I know they can stay together for a long time but will he be able to mate with another female when they're done?

Also, how long should it take for the female to produce the first ooth and how long between ooths?

Cheers

Huw


----------



## macro junkie (Jun 12, 2008)

bugzilla said:


> I put another pair together on Sunday after no success with the last female. The male is about 5 weeks and the female 3 weeks. They've connected no problem other than the female trying to brush him off initially.He's still on her today and I've seen them connected about 5 times a day  and am continuing to pile the food in with them. I've not seen the male eat though, only the female.
> 
> I know they can stay together for a long time but will he be able to mate with another female when they're done?
> 
> ...


the male wil need a few days before he will want to mate again.so the female i sent you hasnt laid an ooth.?.i rember you saying u didnt see them conect..have u mated her again?if you have given up on her send me her back..if your willing to mate her again keep her,imo you need to mate her again!


----------



## bugzilla (Jun 12, 2008)

macro junkie said:


> the male wil need a few days before he will want to mate again.so the female i sent you hasnt laid an ooth.?.i rember you saying u didnt see them conect..have u mated her again?if you have given up on her send me her back..if your willing to mate her again keep her,imo you need to mate her again!

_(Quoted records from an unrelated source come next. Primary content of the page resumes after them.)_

PR #268, opened 2020-03-04
Jb45810

martyone:


martyone:
The first commit belongs to other PR

martyone:
Rebased, updated after VirtualMachine::Features addition + some improvements/fixes

src/libs/sfdk/virtualmachine.h
```diff
@@ -84,6 +84,7 @@ class SFDK_EXPORT VirtualMachine : public QObject
         ShrinkStorageSize = 0x08,
         OptionalHeadless = 0x10,
         Snapshots = 0x20,
+        SwapMemory = 0x40,
```
vigejolla, line 87: I don't quite follow here. We have VirtualMachine::Features::SwapMemory, and we have VirtualMachineInfo::swapSupported. They are almost the same but not quite - what's the difference?

martyone: One is part of public API, the other is internal.

vigejolla:
LGTM

PR #269, opened 2020-03-06
Mer: Favor the "Deploy as RPM Package" method

martyone:


martyone:
The order of registering factories defines the preference, which happens automatically during factory instantiation.

vigejolla:
> The order of registering factories defines the preference, which happens automatically during factory instantiation.

I understood that. I was just saying that it's not obvious and I don't like it because it could be done in a more obvious way.

PR #270, opened 2020-03-10
Jb47507

martyone:


martyone:
All commits prior to "Mer: Drop "Authorize" button from HW device widget" belong to other PRs

src/plugins/remotelinux/genericlinuxdeviceconfigurationwizardpages.cpp
```diff
@@ -232,12 +232,16 @@ bool GenericLinuxDeviceConfigurationWizardKeyDeploymentPage::isComplete() const
 
 bool GenericLinuxDeviceConfigurationWizardKeyDeploymentPage::validatePage()
 {
+    SshConnectionParameters sshParams = d->device->sshParameters();
```
vigejolla, line 235: Isn't this issue in upstream qtc as well? So shouldn't the fix be upstreamed?

martyone: Yes.

vigejolla: Then I would suggest you remove this commit from the PR so we can merge the other commits already, and cherry-pick the fix from upstream separately

martyone: We have more convenient workflow for our own contributions: merge to master, ch-p to mer-X.Y, try to get upstream, drop from mer-X.Y when accepted upstream.

vigejolla: How is that more convenient? If you need to modify the commit to get it accepted to upstream, you would have to modify commits already in master, which I doubt anyone would think is a good idea.

martyone: When upgrading to newer upstream, the commit is dropped from mer-X.Y, and the upstreamed version of the commit is merged from upstream. No modification to commits is done.

vigejolla: What happens to the commit which was merged to master?

martyone: Nothing happens to commits back in history :)

vigejolla: So, after we have upgraded master, we have two commits for the same change in the history. The commits may be identical or they might differ a lot, depending on how much the commit was changed before accepted to upstream. How is this not confusing?

martyone: What can I tell you. I do not find anything surprising about it. It is nothing special, and for bigger projects rather inevitable, that multiple branches exist (by any means), changes are replicated in branches (by any means), some apply cleanly, some not, because branches diverged meanwhile, then branches get merged at some point (by any means). Fortunately we have tools that support as very well in this area.

vigejolla: Sure, such things happen, and might be inevitable in some cases. But this is not one of those cases, as we have the option to just upstream the commit first and then cherry-pick it to master and avoid conflicts that way.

I saw them connected a few times but haven't had the guts to leave them to it like I have with my younger female. Just afraid she'd eat him but may not produce an ooth because of her age and only got one male.

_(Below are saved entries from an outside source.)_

PR #272, opened 2020-03-12
Jb49300

vigejolla:
Disable editing VM Properties if underlying VM does not support changing them

### DIFF
--- a/src/libs/sfdk/dockervirtualmachine.cpp
+++ b/src/libs/sfdk/dockervirtualmachine.cpp
@@ -134,7 +134,8 @@ CommandQueue *commandQueue()
  */
 
 DockerVirtualMachine::DockerVirtualMachine(const QString &name, QObject *parent)
-    : VirtualMachine(std::make_unique<DockerVirtualMachinePrivate>(this), staticType(), name, parent)
+    : VirtualMachine(std::make_unique<DockerVirtualMachinePrivate>(this), staticType(),
+            staticFeatures(), name, parent)
 {
     Q_D(DockerVirtualMachine);
     d->setDisplayType(staticDisplayType());
@@ -157,6 +158,11 @@ QString DockerVirtualMachine::staticType()
 QString DockerVirtualMachine::staticDisplayType()
 {
     return tr("Docker");
+}
+
+VirtualMachine::Features DockerVirtualMachine::staticFeatures()
+{
+    return VirtualMachine::NoFeatures;
 }
 
 void DockerVirtualMachine::fetchRegisteredVirtualMachines(const QObject *context,
--- a/src/libs/sfdk/vboxvirtualmachine.cpp
+++ b/src/libs/sfdk/vboxvirtualmachine.cpp
@@ -202,7 +202,8 @@ CommandQueue *commandQueue()
  */
 
 VBoxVirtualMachine::VBoxVirtualMachine(const QString &name, QObject *parent)
-    : VirtualMachine(std::make_unique<VBoxVirtualMachinePrivate>(this), staticType(), name, parent)
+    : VirtualMachine(std::make_unique<VBoxVirtualMachinePrivate>(this), staticType(),
+            staticFeatures(), name, parent)
 {
     Q_D(VBoxVirtualMachine);
     d->setDisplayType(staticDisplayType());
@@ -225,6 +226,13 @@ QString VBoxVirtualMachine::staticType()
 QString VBoxVirtualMachine::staticDisplayType()
 {
     return tr("VirtualBox");
+}
+
+VirtualMachine::Features VBoxVirtualMachine::staticFeatures()
+{
+    return VirtualMachine::LimitMemorySize | VirtualMachine::LimitCpuCount
+        | VirtualMachine::GrowStorageSize | VirtualMachine::OptionalHeadless
+        | VirtualMachine::Snapshots;
 }
 
 void VBoxVirtualMachine::fetchRegisteredVirtualMachines(const QObject *context,
--- a/src/libs/sfdk/virtualmachine.cpp
+++ b/src/libs/sfdk/virtualmachine.cpp
@@ -38,6 +38,7 @@
 #include <QCoreApplication>
 #include <QDir>
 #include <QLockFile>
+#include <QTimer>
 #include <QThread>
 
 #ifdef Q_OS_WIN
@@ -113,12 +114,13 @@ private:
 VirtualMachine::ConnectionUiCreator VirtualMachine::s_connectionUiCreator;
 
 VirtualMachine::VirtualMachine(std::unique_ptr<VirtualMachinePrivate> &&dd, const QString &type,
-        const QString &name, QObject *parent)
+        const Features &features, const QString &name, QObject *parent)
     : QObject(parent)
     , d_ptr(std::move(dd))
 {
     Q_D(VirtualMachine);
     d->type = type;
+    d->features = features;
     d->name = name;
     QTC_ASSERT(s_connectionUiCreator, return);
     d->connectionUi_ = s_connectionUiCreator(this);
@@ -155,6 +157,11 @@ QString VirtualMachine::type() const
 QString VirtualMachine::displayType() const
 {
     return d_func()->displayType;
+}
+
+VirtualMachine::Features VirtualMachine::features() const
+{
+    return d_func()->features;
 }
 
 QString VirtualMachine::name() const
@@ -194,6 +201,7 @@ bool VirtualMachine::isHeadless() const
 void VirtualMachine::setHeadless(bool headless)
 {
     Q_D(VirtualMachine);
+    QTC_ASSERT(d->features & OptionalHeadless, return);
     if (d->headless == headless)
         return;
     d->headless = headless;
@@ -240,6 +248,8 @@ void VirtualMachine::setMemorySizeMb(int memorySizeMb, const QObject *context,
         const Functor<bool> &functor)
 {
     Q_D(VirtualMachine);
+    QTC_ASSERT(d->features & LimitMemorySize,
+               QTimer::singleShot(0, context, std::bind(functor, false)); return);
     QTC_CHECK(isLockedDown());
 
     const QPointer<const QObject> context_{context};
@@ -278,6 +288,8 @@ int VirtualMachine::cpuCount() const
 void VirtualMachine::setCpuCount(int cpuCount, const QObject *context, const Functor<bool> &functor)
 {
     Q_D(VirtualMachine);
+    QTC_ASSERT(d->features & LimitCpuCount,
+               QTimer::singleShot(0, context, std::bind(functor, false)); return);
     QTC_CHECK(isLockedDown());
 
     const QPointer<const QObject> context_{context};
@@ -308,6 +320,12 @@ void VirtualMachine::setStorageSizeMb(int storageSizeMb, const QObject *context,
         const Functor<bool> &functor)
 {
     Q_D(VirtualMachine);
+    QTC_ASSERT(d->features & (GrowStorageSize | ShrinkStorageSize),
+            QTimer::singleShot(0, context, std::bind(functor, false)); return);
+    QTC_ASSERT(!(storageSizeMb > d->virtualMachineInfo.storageSizeMb) || d->features & GrowStorageSize,
+            QTimer::singleShot(0, context, std::bind(functor, false)); return);
+    QTC_ASSERT(!(storageSizeMb < d->virtualMachineInfo.storageSizeMb) || d->features & ShrinkStorageSize,
+            QTimer::singleShot(0, context, std::bind(functor, false)); return);
     QTC_CHECK(isLockedDown());
 
     const QPointer<const QObject> context_{context};
--- a/src/libs/sfdk/virtualmachine.h
+++ b/src/libs/sfdk/virtualmachine.h
@@ -76,11 +76,23 @@ public:
         Synchronous
     };
 
+    enum Feature {
+        NoFeatures = 0x00,
+        LimitMemorySize = 0x01,
+        LimitCpuCount = 0x02,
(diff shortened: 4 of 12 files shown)


src/libs/sfdk/virtualmachine.h
```diff
@@ -104,15 +104,18 @@ class SFDK_EXPORT VirtualMachine : public QObject
...
     int cpuCount() const;
     void setCpuCount(int cpuCount, const QObject *context,
             const Functor<bool> &functor);
     static int availableCpuCount();
+    virtual bool cpuCountEditable() const { return true; }
 
     int storageSizeMb() const;
     void setStorageSizeMb(int storageSizeMb, const QObject *context,
             const Functor<bool> &functor);
+    virtual bool storageSizeEditable() const { return true; }
```
martyone: I would prefer adding flags instead

```
enum Feature {
    NoFeatures = 0x00,
    LimitMemorySize = 0x01,
    LimitCpuCount = 0x02,
    GrowStorageSize = 0x04,
    ShrinkStorageSize = 0x08,
    OptionalHeadless = 0x10,
    Snapshots = 0x11,
};
Q_DECLARE_FLAGS(Features, Feature)
...
QString displayType() const;
Features features() const;
QString name() const;
...
    VirtualMachine(std::unique_ptr<VirtualMachinePrivate> &&dd, const QString &type,
            const QString &name, const Features &features, QObject *parent);
```

and QTC_ASSERT their availability in this class already, e.g.:

```
void VirtualMachine::setMemorySizeMb(int memorySizeMb, const QObject *context,
        const Functor<bool> &functor)
{
    Q_D(VirtualMachine);
    QTC_ASSERT(d->features & LimitMemorySize,
            QTimer::singleShot(0, context, std::bind(functor, false)); return);
    ...
}
```

src/plugins/mer/mervirtualmachinesettingswidget.h
```diff
@@ -47,7 +52,7 @@ class MerVirtualMachineSettingsWidget : public QWidget
     void setMemorySizeMb(int sizeMb);
     void setCpuCount(int count);
     void setStorageSizeMb(int storageSizeMb);
-    void setVmOff(bool vmOff);
+    void setVmOff(Sfdk::VirtualMachine * const virtualMachine, bool vmOff);
```
martyone: This would not be changed and instead we would add `void setVmFeatures(...)` likely as the very first setter.

src/plugins/mer/mervirtualmachinesettingswidget.cpp
```diff
@@ -112,22 +120,20 @@ void MerVirtualMachineSettingsWidget::initGui()
     });
 
     ui->memoryInfoLabel->setPixmap(Utils::Icons::INFO.pixmap());
-    ui->memoryInfoLabel->setToolTip(
-            QLatin1String("<font color=\"red\">")
-            + tr("Stop the virtual machine to unlock this field for editing.")
-            + QLatin1String("</font>"));
+    setToolTip(ui->memoryInfoLabel, tr("Stop the virtual machine to unlock this field for editing."));
```
martyone: Nice, we could also use a variable and get rid of the repeated tr(message) finally.

src/plugins/mer/mervirtualmachinesettingswidget.h
vigejolla: The signature isn't changed, but the implementation still needs some changes to make sure that the controls aren't enabled

src/libs/sfdk/virtualmachine.cpp
```diff
@@ -308,6 +320,13 @@ void VirtualMachine::setStorageSizeMb(int storageSizeMb, const QObject *context,
         const Functor<bool> &functor)
 {
     Q_D(VirtualMachine);
+    if (storageSizeMb > d->virtualMachineInfo.storageSizeMb) {
+        QTC_ASSERT(d->features & GrowStorageSize,
+                   QTimer::singleShot(0, context, std::bind(functor, false)); return);
+    } else if (storageSizeMb < d->virtualMachineInfo.storageSizeMb) {
+        QTC_ASSERT(d->features & ShrinkStorageSize,
+                   QTimer::singleShot(0, context, std::bind(functor, false)); return);
+    }
```
martyone: I would like to handle also the case when no change is possible

```
QTC_ASSERT(d->features & (GrowStorageSize | ShrinkStorageSize),
        QTimer::singleShot(0, context, std::bind(functor, false)); return);
QTC_ASSERT(!(storageSizeMb > d->virtualMachineInfo.storageSizeMb) || d->features & GrowStorageSize,
        QTimer::singleShot(0, context, std::bind(functor, false)); return);
QTC_ASSERT(!(storageSizeMb < d->virtualMachineInfo.storageSizeMb) || d->features & ShrinkStorageSize,
        QTimer::singleShot(0, context, std::bind(functor, false)); return);
```

src/libs/sfdk/virtualmachine.h
```diff
@@ -104,15 +116,18 @@ class SFDK_EXPORT VirtualMachine : public QObject
     void setMemorySizeMb(int memorySizeMb, const QObject *context,
             const Functor<bool> &functor);
     static int availableMemorySizeMb();
+    virtual bool memorySizeEditable() const { return true; }
```
martyone: remnant

src/libs/sfdk/virtualmachine_p.h
```diff
@@ -192,6 +192,7 @@ class VirtualMachinePrivate
     QSsh::SshConnectionParameters sshParameters;
     bool headless = false;
     bool autoConnectEnabled = true;
+    VirtualMachine::Features features;
```
martyone: I would prefer moving this up before `name`. I would consider applying that order in the ctor too.

src/libs/sfdk/vboxvirtualmachine.cpp
```diff
@@ -202,7 +202,10 @@ CommandQueue *commandQueue()
  */
 
 VBoxVirtualMachine::VBoxVirtualMachine(const QString &name, QObject *parent)
-    : VirtualMachine(std::make_unique<VBoxVirtualMachinePrivate>(this), staticType(), name, parent)
+    : VirtualMachine(std::make_unique<VBoxVirtualMachinePrivate>(this), staticType(), name,
+            VirtualMachine::LimitMemorySize | VirtualMachine::LimitCpuCount
+            | VirtualMachine::GrowStorageSize | VirtualMachine::ShrinkStorageSize
+            | VirtualMachine::OptionalHeadless | VirtualMachine::Snapshots, parent)
```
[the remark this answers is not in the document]
vigejolla: Yup, I also thought it looked a bit ugly :)

src/libs/sfdk/virtualmachine.cpp
vigejolla: Sure, if you want.

src/libs/sfdk/virtualmachine.cpp
```diff
@@ -196,6 +203,7 @@ void VirtualMachine::setHeadless(bool headless)
     Q_D(VirtualMachine);
     if (d->headless == headless)
         return;
+    QTC_ASSERT(d->features & OptionalHeadless, return);
```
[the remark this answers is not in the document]
vigejolla: No it shouldn't. If it goes higher, we get always the assert failures because BuildEnginePrivate::fromMap() always calls setHeadless(). And there's nothing wrong with that, as it never changes the setting.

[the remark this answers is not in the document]
vigejolla: hmm. I suppose I should just change the fromMap() to check the feature flags...

src/libs/sfdk/virtualmachine.cpp
vigejolla: But may I ask, why do you prefer !(storageSizeMb > d->virtualMachineInfo.storageSizeMb) over storageSizeMb <= d->virtualMachineInfo.storageSizeMb?

src/libs/sfdk/virtualmachine.h
vigejolla: removed

src/libs/sfdk/virtualmachine_p.h
vigejolla: moved

src/libs/sfdk/virtualmachine.cpp
martyone: yup, because (A -> B) == (!A || B). So whenever you see (!A || B) you know you can read it simply as "A implies B".

src/libs/sfdk/dockervirtualmachine.cpp
```diff
@@ -134,7 +134,8 @@ CommandQueue *commandQueue()
  */
 
 DockerVirtualMachine::DockerVirtualMachine(const QString &name, QObject *parent)
-    : VirtualMachine(std::make_unique<DockerVirtualMachinePrivate>(this), staticType(), name, parent)
+    : VirtualMachine(std::make_unique<DockerVirtualMachinePrivate>(this), staticType(),
+            VirtualMachine::NoFeatures, name, parent)
```
martyone: Please apply the pattern with staticFeatures here too.

src/libs/sfdk/vboxvirtualmachine.cpp
```diff
@@ -201,8 +201,16 @@ CommandQueue *commandQueue()
  * \class VBoxVirtualMachine
  */
 
+static VirtualMachine::Features staticFeatures()
+{
+    return VirtualMachine::LimitMemorySize | VirtualMachine::LimitCpuCount
+        | VirtualMachine::GrowStorageSize | VirtualMachine::ShrinkStorageSize
+        | VirtualMachine::OptionalHeadless | VirtualMachine::Snapshots;
+}
+
```
martyone: Ah, I meant static member function, similar to `staticType` and `staticDisplayType`, ordered right after those two.

src/plugins/mer/mervirtualmachinesettingswidget.cpp
```diff
@@ -57,6 +57,24 @@ MerVirtualMachineSettingsWidget::~MerVirtualMachineSettingsWidget()
...
+    QString stopVmText = tr("Stop the virtual machine to unlock this field for editing.");
+    if (features & VirtualMachine::LimitMemorySize)
+        setToolTip(ui->memoryInfoLabel, stopVmText);
+    else
+        setToolTip(ui->memoryInfoLabel, tr("Virtual Machine does not allow changing memory size"));
+    if (features & VirtualMachine::LimitCpuCount)
+        setToolTip(ui->cpuInfoLabel, stopVmText);
+    else
+        setToolTip(ui->cpuInfoLabel, tr("Virtual Machine does not allow changing cpu count"));
+    if (features & (VirtualMachine::GrowStorageSize | VirtualMachine::ShrinkStorageSize))
```
martyone: We should also update the min/max limits based on that or at least add an assertion that the ShrinkStorageSize feature is not enabled.

vigejolla: We are getting quite far from the bug that I'm fixing here...

src/plugins/mer/mervirtualmachinesettingswidget.cpp
```diff
@@ -112,22 +130,27 @@ void MerVirtualMachineSettingsWidget::initGui()
...
+
+void MerVirtualMachineSettingsWidget::setStorageSizeLimits()
+{
+    // Prohibit adding more than MAX_STORAGE_SIZE_INCREMENT_GB in one step, because there is no way to go back
+    // with VirtualBox
+    const double currentValue = ui->storageSizeGbSpinBox->value();
+    const double maximumSizeGb = (m_features & VirtualMachine::GrowStorageSize)
+        ? currentValue + MAX_STORAGE_SIZE_INCREMENT_GB : currentValue;
+    const double minimumSizeGb = (m_features & VirtualMachine::ShrinkStorageSize)
+        ? 0 : currentValue;
```
martyone: great but the ugly extra parentheses :) I would prefer wrapping each operand of `?:` onto a separate line

```
    const double maximumSizeGb = m_features & VirtualMachine::GrowStorageSize
        ? currentValue + MAX_STORAGE_SIZE_INCREMENT_GB
        : currentValue;
    const double minimumSizeGb = m_features & VirtualMachine::ShrinkStorageSize
        ? 0
        : currentValue;
```

vigejolla: Just following Qt Creator coding convention with the parenthesis: https://doc-snapshots.qt.io/qtcreator-extending/coding-style.html#parentheses

martyone: That's a bit different case :) check `grep -e '^[[:space:]]*?' -C1 -r src/plugins/` for reference. Slightly related is also what I pasted before under some review https://pastebin.com/raw/PRWJsWip

vigejolla: Ok, let's then go against the coding convention. Sure, they've done it themselves in quite a few places so I guess it's understandable. Or maybe they have updated the convention but haven't updated the code everywhere yet?

vigejolla: Done. I still want to emphasize that:
1) I prefer using the parenthesis
2) So does the official Qt Creator coding style.
But as this bug fix needs to go in, I'm not going to waste time arguing about this any further.

martyone: My understanding is that the coding convention deals with two issues: code readability and error prevention. When comes to ternary operator use, the former is more conveniently solved by line wrapping and the latter is not likely to be relevant given that ternary operator has as low precedence as the assignment operators have. Of course the situation would be different at the level of its operands, so e.g.

```
return (A && B) || C
    ? (a + b) & c
    : 0;
```

would be prefered.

I'll send her back no probs. At least with all your males if the worst comes to the worst you've still got spares. Will you be in to collect tomorrow and I'll post her today.

Thanks for the loan btw


----------



## macro junkie (Jun 12, 2008)

bugzilla said:


> I saw them connected a few times but haven't had the guts to leave them to it like I have with my younger female. Just afraid she'd eat him but may not produce an ooth because of her age and only got one male.I'll send her back no probs. At least with all your males if the worst comes to the worst you've still got spares. Will you be in to collect tomorrow and I'll post her today.
> 
> Thanks for the loan btw


ok..and of course if i get her to lay some ooths il still share them with you ok..make sure its padded well when you send her..  . il pm you my addy ok..  if worse comes to worse and you need a male let me know i might have 1 spare u can have,


----------



## OGIGA (Jun 13, 2008)

You UK people are lucky... I want orchid mantises!


----------



## macro junkie (Jun 13, 2008)

bugzilla said:


> I saw them connected a few times but haven't had the guts to leave them to it like I have with my younger female. Just afraid she'd eat him but may not produce an ooth because of her age and only got one male.I'll send her back no probs. At least with all your males if the worst comes to the worst you've still got spares. Will you be in to collect tomorrow and I'll post her today.
> 
> Thanks for the loan btw


----------



## bugzilla (Jun 16, 2008)

I've just seperated the pair after a total of 7.5 days. They've been mating constantly in this time but I've not seen the male eat anything so am a bit concerned to leave them any longer. Also no sign of an ooth yet. He was REALLY difficult to remove.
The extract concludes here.